● **WORK ORDER**
Copy the data below verbatim, leaving no line out.

[Stored items]
PR #527, opened 2016-12-06
Generate `foo NOT IN ...` not `NOT foo IN ...`

sgrif:
This means the code is a bit more copy-pasta, but not to a level that
concerns me. This approach felt better (and simpler) to me than unifying
these two AST nodes into something with an operator, since the operator
would need special methods for what to generate when empty.

In addition to generating `foo NOT IN` instead of `NOT foo IN`, we now
also generate `1=1` on an empty array, instead of `NOT 1=0`.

● **SOLUTION FOR THIS TASK**
PR #527, opened 2016-12-06
Generate `foo NOT IN ...` not `NOT foo IN ...`

sgrif:
This means the code is a bit more copy-pasta, but not to a level that
concerns me. This approach felt better (and simpler) to me than unifying
these two AST nodes into something with an operator, since the operator
would need special methods for what to generate when empty.

In addition to generating `foo NOT IN` instead of `NOT foo IN`, we now
also generate `1=1` on an empty array, instead of `NOT 1=0`.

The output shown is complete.